Gideon Kibret fled Ethiopia as a refugee and was resettled in New Zealand 26 years ago. He now lives in Sydney.
Mr Kibret told the ABC that “what governments like Australia can do, is to ensure that [Ethiopia] doesn’t descend into a failed state”.
“The worst thing that can happen to a country is to descend into a failed state … my pragmatic view is that this central government prevails and then it will help stabilise the region, to open the political space for political contests through ideas not arms. Just like it should be,” he said.
The renewed violence threatens to destabilise the volatile Horn of Africa.
The violence has already displaced tens of thousands in a region that itself is home to millions of displaced people.
The UN refugee agency says 4,000 women, men and children have been fleeing into Sudan — a country already home to nearly 1 million refugees — every day since early November.
The agency is planning for a total of 200,000 people to end up there.

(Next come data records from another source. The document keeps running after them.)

PR #60, opened 2021-11-24
Refactor InputDropdown and Dropdown

nmanu1:
Introduces a DropdownSection component that handles the logic of navigating the focus between options within that section of the dropdown. InputDropdown now only handles navigation between which section is focused and it no longer controls how the dropdown is structured.

J=SLAP-1722
TEST=manual

Check that the search bar in the sample-app behaves as expected


sample-app/src/components/DropdownSection.tsx
```diff
@@ -0,0 +1,108 @@
...
+import { useState, useEffect } from "react";
+
+export interface Option {
+  value: string,
+  display: JSX.Element
+}
+
+interface DropdownSectionProps<T> {
+  focusStatus?: string,
+  options: T[],
```
cea2aj, line 11: We may not need a generic for the options if each option has a display prop

sample-app/src/components/DropdownSection.tsx
```diff
@@ -0,0 +1,108 @@
...
+  onFocusChange,
+  onLeaveSectionFocus = () => {},
+  onClickOption,
+  label = '',
+  cssClasses
+}: DropdownSectionProps<T>): JSX.Element | null {
+
+  const [focusedOptionIndex, setFocusedOptionIndex] = useState<number>(0);
+
+  function changeOptionFocus(focusNext: boolean) {
```
cea2aj, line 39: What do you think of having `incrementOptionFocus` and `decrementOptionFocus` instead? I think it's a little clearer than the `focusNext` boolean flag

sample-app/src/components/DropdownSection.tsx
```diff
@@ -0,0 +1,108 @@
...
+  value: string,
+  display: JSX.Element
+}
+
+interface DropdownSectionProps<T> {
+  focusStatus?: string,
+  options: T[],
+  optionIdPrefix: string,
+  onFocusChange: (value: string, focusedOptionId: string) => void,
+  onLeaveSectionFocus?: (focusNext: boolean) => void,
```
cea2aj, line 14: What do you think of `pastEnd` instead of `focusNext`? To me, `focusNext` implies that the focus should move to the next section, however there might not be another section (e.g. if it's the last section)

sample-app/src/components/InputDropdown.tsx
```diff
@@ -52,74 +47,120 @@ export default function InputDropdown({
...
     setScreenReaderKey(0);
   }
 
+  const childrenArray = React.Children.toArray(children);
+  const childrenWithProps = childrenArray.map((child, index) => {
+    if (!React.isValidElement(child)) {
+      return child;
+    }
+    
+    const modifiedOnClickOption : typeof child.props.onClickOption = (option: typeof child.props.options[0]) => {
```
cea2aj, line 83: is this `typeof` working? I'd be surprised if it works if the props type is `any`

sample-app/src/components/InputDropdown.tsx
```diff
@@ -52,74 +47,120 @@ export default function InputDropdown({
...
+
+    const modifiedOnFocusChange = (value: string, focusedOptionId: string) => {
+      child.props.onFocusChange(value);
+      setFocusedOptionId(focusedOptionId);
+    };
+
+    if (focusedSectionIndex === undefined) {
+      return React.cloneElement(child, { onLeaveSectionFocus, focusStatus: 'reset', onClickOption: modifiedOnClickOption });
+    } else if (index === focusedSectionIndex) {
+      return React.cloneElement(child, { onLeaveSectionFocus, focusStatus: 'active', onFocusChange: modifiedOnFocusChange, onClickOption: modifiedOnClickOption });
```
cea2aj, line 96: nit: we may want some new lines depending on how long this line is

sample-app/src/components/InputDropdown.tsx
```diff
@@ -52,74 +47,120 @@ export default function InputDropdown({
...
+      let newSectionIndex: number | undefined = focusNext ? focusedSectionIndex + 1 : focusedSectionIndex - 1;
+      if (newSectionIndex < 0) {
+        newSectionIndex = undefined;
+        onInputChange(latestUserInput);
+      }
+      dispatch({ type: 'FocusSection', newIndex: newSectionIndex });
+    } else if (focusedSectionIndex === numSections - 1 && !focusNext) {
+      let newSectionIndex: number | undefined = focusedSectionIndex - 1;
+      if (newSectionIndex < 0) {
+        newSectionIndex = undefined;
```
cea2aj, line 117: should we also call `onInputChange` here?

sample-app/src/components/InputDropdown.tsx
```diff
@@ -52,74 +47,120 @@ export default function InputDropdown({
...
-        : latestUserInput;
-      updateInputValue(newValue);
+      dispatch({ type: 'HideSections' });
+    } else if ((evt.key === 'ArrowDown' || evt.key === 'ArrowRight' ) && numSections > 0 && focusedSectionIndex === undefined) {
+      dispatch({ type: 'FocusSection', newIndex: 0 });
     }
   }
 
+  console.log(numSections);
+  console.log(focusedSectionIndex);
```
cea2aj, line 162: console.log

sample-app/src/components/InputDropdown.tsx
```diff
@@ -128,52 +169,40 @@ export default function InputDropdown({
           placeholder={placeholder}
           onChange={evt => {
             const value = evt.target.value;
-            dispatch({ type: 'ShowOptions' });
+            dispatch({ type: 'ShowSections' });
             setLatestUserInput(value);
-            updateInputValue(value);
-            updateDropdown();
+            onInputChange(value);
```
cea2aj, line 174: I feel like `setInputValue` is a more accurate name. Do you think that works better than `onInputChange`?

sample-app/src/components/SearchBar.tsx
```diff
@@ -68,29 +83,43 @@ export default function SearchBar({
...
-          return {
-            value: result.value,
-            render: () => renderWithHighlighting(result)
-          }
-        }) ?? []}
-        optionIdPrefix='Autocomplete__option'
+        screenReaderText={screenReaderText}
         onSubmit={executeQuery}
-        updateInputValue={value => {
+        onInputChange={(value) => {
```
cea2aj, line 88: nit: we usually don't put the parenthesis around the param when there is just one param

sample-app/src/components/SearchBar.tsx
```diff
@@ -68,29 +83,43 @@ export default function SearchBar({
...
           inputElement: 'SearchBar__input',
           inputContainer: 'SearchBar__inputContainer'
         }}
-      />
+      >
+        {
+          options.length > 0 &&
+          <DropdownSection<Option>
+            options={options}
+            optionIdPrefix={`Autocomplete__option-${0}`}
```
cea2aj, line 105: Why is the zero wrapped in curly braces?

sample-app/src/components/DropdownSection.tsx
```diff
@@ -0,0 +1,108 @@
...
+  options,
+  optionIdPrefix,
+  onFocusChange,
+  onLeaveSectionFocus = () => {},
+  onClickOption,
+  label = '',
+  cssClasses
+}: DropdownSectionProps<T>): JSX.Element | null {
+
+  const [focusedOptionIndex, setFocusedOptionIndex] = useState<number>(0);
```
yen-tt, line 37: should the initial state be -1 instead? since section is not focused by default.

sample-app/src/components/DropdownSection.tsx
yen-tt: agree with splitting into increment/decrement , I think `focusNext` boolean can be a bit confusing

sample-app/src/components/DropdownSection.tsx
```diff
@@ -0,0 +1,108 @@
...
+      } else if (evt.key === 'ArrowUp' || evt.key === 'ArrowLeft') {
+        changeOptionFocus(false);
+      }
+    }
+  }
+
+  useEffect(() => {
+    if (focusStatus === 'active') {
+      onFocusChange(options[focusedOptionIndex].value, `${optionIdPrefix}-${focusedOptionIndex}`);
+    } else if (focusStatus === 'reset') {
```
yen-tt, line 69: can we get rid of 'reset' status? from what I can see, it's use when focusedSectionIndex is undefined, which is when everything is hidden anyway. Not much different from 'inactive' status

sample-app/src/components/DropdownSection.tsx
```diff
@@ -0,0 +1,108 @@
...
+      setFocusedOptionIndex(0);
+    }
+  }, [focusStatus]);
+
+  useEffect(() => {
```
yen-tt, line 74: can this useEffect be group with the useEffect above?

sample-app/src/components/InputDropdown.tsx
```diff
@@ -52,74 +47,120 @@ export default function InputDropdown({
...
   const inputRef = useRef<HTMLInputElement>(document.createElement('input'));
+  const dropdownRef = useRef<HTMLDivElement>(document.createElement('div'));
 
   if (!shouldDisplayDropdown && screenReaderKey) {
     setScreenReaderKey(0);
   }
 
+  const childrenArray = React.Children.toArray(children);
+  const childrenWithProps = childrenArray.map((child, index) => {
+    if (!React.isValidElement(child)) {
```
yen-tt, line 79: Should probably check if this child is a Section component. Otherwise child.props.onClickOption below would be undefined and would throw an error when called

sample-app/src/components/InputDropdown.tsx
```diff
@@ -52,74 +47,120 @@ export default function InputDropdown({
...
+      return child;
+    }
+    
+    const modifiedOnClickOption : typeof child.props.onClickOption = (option: typeof child.props.options[0]) => {
+      child.props.onClickOption(option);
```
yen-tt, line 84: Should probably check if this child is a Section component. Otherwise child.props.onClickOption would be undefined and would throw an error when call

sample-app/src/components/InputDropdown.tsx
```diff
@@ -52,74 +47,120 @@ export default function InputDropdown({
...
+    } else if (index === focusedSectionIndex) {
+      return React.cloneElement(child, { onLeaveSectionFocus, focusStatus: 'active', onFocusChange: modifiedOnFocusChange, onClickOption: modifiedOnClickOption });
+    } else {
+      return React.cloneElement(child, { onLeaveSectionFocus, focusStatus: 'inactive', onClickOption: modifiedOnClickOption });
+    }
+  });
+
+  const numSections = childrenWithProps.length;
+
+  function onLeaveSectionFocus(focusNext: boolean) {
```
yen-tt, line 104: is there a more descriptive name than 'focusNext'?

sample-app/src/components/InputDropdown.tsx
```diff
@@ -52,74 +47,120 @@ export default function InputDropdown({
...
+    if (focusedSectionIndex === undefined && focusNext) {
+      dispatch({ type: 'FocusSection', newIndex: 0 });
+    } else if (focusedSectionIndex !== undefined && focusedSectionIndex < numSections - 1) {
+      let newSectionIndex: number | undefined = focusNext ? focusedSectionIndex + 1 : focusedSectionIndex - 1;
```
yen-tt, line 108: nit: new line on ? and :

sample-app/src/components/InputDropdown.tsx
```diff
@@ -52,74 +47,120 @@ export default function InputDropdown({
...
+      return React.cloneElement(child, { onLeaveSectionFocus, focusStatus: 'inactive', onClickOption: modifiedOnClickOption });
+    }
+  });
+
+  const numSections = childrenWithProps.length;
+
+  function onLeaveSectionFocus(focusNext: boolean) {
+    if (focusedSectionIndex === undefined && focusNext) {
+      dispatch({ type: 'FocusSection', newIndex: 0 });
+    } else if (focusedSectionIndex !== undefined && focusedSectionIndex < numSections - 1) {
```
yen-tt, line 107: I think focusedSectionIndex !== undefined can be removed

sample-app/src/components/InputDropdown.tsx
```diff
@@ -52,74 +47,120 @@ export default function InputDropdown({
...
+      dispatch({ type: 'FocusSection', newIndex: newSectionIndex });
+    } else if (focusedSectionIndex === numSections - 1 && !focusNext) {
+      let newSectionIndex: number | undefined = focusedSectionIndex - 1;
+      if (newSectionIndex < 0) {
+        newSectionIndex = undefined;
+      }
+      dispatch({ type: 'FocusSection', newIndex: newSectionIndex });
+    }
+  }
+
```
yen-tt, line 122: This seems a bit difficult to follow, can we refactor this top level else if to something like this?
```
let moveToNextSection = focusNext and NOT last section;
let movePreviousSection = !focusNext and NOT first section;
else if it's moveToNextSection OR movePreviousSection
	update input + move to new section
else if it's (!focusNext and first section) //want to move up to search bar
	update to Latest input + section index as undefined
```

sample-app/src/components/InputDropdown.tsx
```diff
@@ -52,74 +47,120 @@ export default function InputDropdown({
...
   function handleDocumentClick(evt: MouseEvent) {
     const target = evt.target as HTMLElement;
-    if (!target.isSameNode(inputRef.current)) {
-      dispatch({ type: 'HideOptions' });
+    if (!(target.isSameNode(inputRef.current) || (dropdownRef.current !== null && dropdownRef.current.contains(target)))) {
```
yen-tt, line 125: would optional changing work here? so just dropdownRef.current?.contains(target) without the null check

sample-app/src/components/InputDropdown.tsx
nmanu1: no, it's not working here, so I can remove it and address the typing later with the type guarding you mentioned. but, if we want to avoid having `(option: any)` in this PR, then I could also do the type guarding now

sample-app/src/components/InputDropdown.tsx
cea2aj: I think Yen means "optional chaining"

sample-app/src/components/DropdownSection.tsx
nmanu1: right now the logic works by always pointing to the first valid option index (which would be 0). that way, as soon as focus shifts to it, the index will be valid. `focusStatus` is indicating whether the section is in focus or not

sample-app/src/components/DropdownSection.tsx
nmanu1: the 'reset' status is how the sections know to reset their `focusedOptionIndex` to the beginning of the section. otherwise, it could result in incorrect option focus behavior after a search is performed. because the section would remember the last place it was focused as the default

sample-app/src/components/InputDropdown.tsx
```diff
@@ -52,74 +47,120 @@ export default function InputDropdown({
...
+    }
+  }
+
+  function handleDocumentKeydown(evt: globalThis.KeyboardEvent) {
+    if ((evt.key === 'Escape' || evt.key === 'Tab')) {
+      dispatch({ type: 'HideSections' });
     }
   }
 
   useEffect(() => {
```
yen-tt, line 136: Should this get call every render? or just 'on mount' or on first render. If it is not on every render, I think we should add '[]' as the second argument for this useEffect

sample-app/src/components/DropdownSection.tsx
nmanu1: the event listener needs to be added whenever the section is active, not just when it first becomes active (like the first useEffect). I tried combining them, but then only the first keydown event is registered

sample-app/src/components/InputDropdown.tsx
```diff
@@ -52,74 +47,120 @@ export default function InputDropdown({
...
+      document.addEventListener('click', handleDocumentClick);
+      document.addEventListener('keydown', handleDocumentKeydown);
+      return () => {
+        document.removeEventListener('click', handleDocumentClick);
+        document.removeEventListener('keydown', handleDocumentKeydown);
+      }
+    }
   });
 
   function onKeyDown(evt: KeyboardEvent<HTMLInputElement>) {
```
yen-tt, line 147: Is this onKeyDown still needed? Can we remove this and move the Enter functionality to `handleDocumentKeydown` instead?

sample-app/src/components/InputDropdown.tsx
nmanu1: yes, this needs to be called every render, because otherwise it would be removed after the first render and then never added again

sample-app/src/components/InputDropdown.tsx
nmanu1: `onKeyDown` tracks the keys pressed when the user has clicked into the input bar. otherwise, even if the user presses Enter for something else on the page, it would trigger the onSubmit for the input bar

sample-app/src/components/SearchBar.tsx
nmanu1: Oops that's leftover from my testing

sample-app/src/components/InputDropdown.tsx
nmanu1: I think the idea was that this could be used for more than just setting the input. The user can do whatever they want when the input changes, not just set the value

sample-app/src/components/InputDropdown.tsx
nmanu1: yes, that would work!

sample-app/src/components/InputDropdown.tsx
nmanu1: yes, good catch!

sample-app/src/components/DropdownSection.tsx
nmanu1: Oh that's true, because it would be unlikely that any more information is needed for the Option other than the display and what value should be used for the input bar. I'll remove it

sample-app/src/components/DropdownSection.tsx
yen-tt: I think during focus shift, once a section is marked with a focus of 'inactive' then it can reset to the beginning of the section then.

sample-app/src/components/DropdownSection.tsx
yen-tt: `focusedSectionIndex` is undefined by default, in a similar sense I would expect this to be -1 by default as well? From my understanding, all section would be mark as 'inactive' first before setting to 'active', so it can set the index to 0 then (this would help get rid of reset - from my other comment in the pr).

sample-app/src/components/DropdownSection.tsx
yen-tt: you are cloning the element each time when section is set active right? So wouldn't it be first render of the newly clone section be enough to setup the listener?

sample-app/src/components/InputDropdown.tsx
yen-tt: I see, we can keep the enter in onKeyDown then. But what about the arrowDown/Right in the else if? I assume the other `handleKeyDown` listeners should already take care of them no?

sample-app/src/components/InputDropdown.tsx
```diff
@@ -52,74 +47,120 @@ export default function InputDropdown({
...
     const target = evt.target as HTMLElement;
-    if (!target.isSameNode(inputRef.current)) {
-      dispatch({ type: 'HideOptions' });
+    if (!(target.isSameNode(inputRef.current) || (dropdownRef.current !== null && dropdownRef.current.contains(target)))) {
+      dispatch({ type: 'HideSections' });
+    }
+  }
+
+  function handleDocumentKeydown(evt: globalThis.KeyboardEvent) {
+    if ((evt.key === 'Escape' || evt.key === 'Tab')) {
```
yen-tt, line 131: remove extra parentheses

sample-app/src/components/DropdownSection.tsx
nmanu1: if I split it into 2 functions, it would look something like:
```
  function incrementOptionFocus() {
    let newIndex = focusedOptionIndex + 1;
    if (newIndex < options.length) {
      onFocusChange(options[newIndex].value, `${optionIdPrefix}-${newIndex}`);
    } else {
      onLeaveSectionFocus(true);
      newIndex = options.length - 1;
    }
    setFocusedOptionIndex(newIndex);
  }

  function decrementOptionFocus() {
    let newIndex = focusedOptionIndex - 1;
    if (newIndex > -1) {
      onFocusChange(options[newIndex].value, `${optionIdPrefix}-${newIndex}`);
    } else {
      onLeaveSectionFocus(false);
      newIndex = 0;
    }
    setFocusedOptionIndex(newIndex);
  }
```
it seems a little repetitive to me, but if it's more clear, then I can change it to this

cea2aj: I think the increased clarity is worth the repetition (2 lines of code)

sample-app/src/components/DropdownSection.tsx
nmanu1: right now, the way a section is maintaining knowledge of which side it gains focus from (start or end) depends on what the focused option index is when 'inactive'. if this were reset, when a section becomes active, it wouldn't know if it should focus on the last option or the first

sample-app/src/components/InputDropdown.tsx
cea2aj: got it, we can stick with `onInputChange` then

sample-app/src/components/DropdownSection.tsx
nmanu1: ok, changed!

sample-app/src/components/InputDropdown.tsx
nmanu1: added a check

sample-app/src/components/InputDropdown.tsx
nmanu1: I restructured this a little. Does it make more sense now?

sample-app/src/components/InputDropdown.tsx
```diff
@@ -104,32 +107,36 @@ export default function InputDropdown({
...
+        newSectionIndex = numSections - 1;
       }
       dispatch({ type: 'FocusSection', newIndex: newSectionIndex });
     }
   }
 
   function handleDocumentClick(evt: MouseEvent) {
     const target = evt.target as HTMLElement;
-    if (!(target.isSameNode(inputRef.current) || (dropdownRef.current !== null && dropdownRef.current.contains(target)))) {
+    if (!(target.isSameNode(inputRef.current) || (dropdownRef.current?.contains(target)))) {
```
cea2aj, line 126: nit: extra spacing after the curly brackets

sample-app/src/components/InputDropdown.tsx
nmanu1: I restructured it, so now I think the `focusedSectionIndex !== undefined` should stay

sample-app/src/components/InputDropdown.tsx
nmanu1: yes, I moved that into `handleKeyDown`

sample-app/src/components/InputDropdown.tsx
nmanu1: updated!

sample-app/src/components/InputDropdown.tsx
```diff
@@ -52,71 +48,114 @@ export default function InputDropdown({
...
   function handleDocumentClick(evt: MouseEvent) {
     const target = evt.target as HTMLElement;
-    if (!target.isSameNode(inputRef.current)) {
-      dispatch({ type: 'HideOptions' });
+    if (!(target.isSameNode(inputRef.current) || (dropdownRef.current?.contains(target)))) {
+      dispatch({ type: 'HideSections' });
+    }
+  }
+
+  function handleDocumentKeydown(evt: globalThis.KeyboardEvent) {
```
cea2aj, line 131: I think having both `handleDocumentKeydown` and `onKeyDown` might be a little confusing. Do you think it makes sense to rename `onKeyDown` to `handleInputElementKeydown`?

sample-app/src/components/DropdownSection.tsx
nmanu1: It would work either way. I could make it -1 or undefined and then change it to 0 when the section becomes active. In InputDropdown, it makes sense to start with undefined because it has knowledge of the input bar that the section doesn't have. So, I think I slightly prefer it this way so that the sections always point to a valid option index and don't have the notion of pointing to something before their first option.

sample-app/src/components/DropdownSection.tsx
nmanu1: I think that makes sense. I'll change it

sample-app/src/components/InputDropdown.tsx
nmanu1: Yes, that would be more clear about which keydown is being handled

sample-app/src/components/InputDropdown.tsx
cea2aj: Maybe `pastSectionEnd`?

sample-app/src/components/InputDropdown.tsx
nmanu1: Updated!

sample-app/src/components/InputDropdown.tsx
nmanu1: updated to 'pastEnd'

sample-app/src/components/DropdownSection.tsx
nmanu1: updated!

cea2aj (approved):
Looks good!

sample-app/src/components/InputDropdown.tsx
nmanu1: actually, `pastSectionEnd` would be better. but, would that be clear that the opposite would be past the beginning of the section?

sample-app/src/components/DropdownSection.tsx
nmanu1: updated to remove 'reset' status by changing the key of the child component instead

cea2aj (approved):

“The number of refugees already exceeds the capacity of the two sites designated by the [Sudanese] Government for this influx and the border areas are congested with people waiting to be relocated,” said humanitarian organisation CARE’s program director in Sudan, Tesfaye Hussein.
“People are arriving exhausted and afraid — it is truly a terrible situation.”
Members of the Ethiopian community in Australia have collected the details of some 50 Australians thought to be in the Tigray region.
They want the Federal Government to do more to ensure the safety of Australians stuck in Ethiopia.
This includes urging the Ethiopian Government to lift the telecommunications blackout in Tigray so that they are able to contact loved ones.
The Federal Government last month announced eight charter flights would be repatriating some 5,000 Australians stuck in the UK, India and South Africa before March next year.
“Our families give up any kind of official connection to our home countries to be Australian,” Ms Zewdie said.
“When something like this goes down, what do we need to do to be seen as Australians?”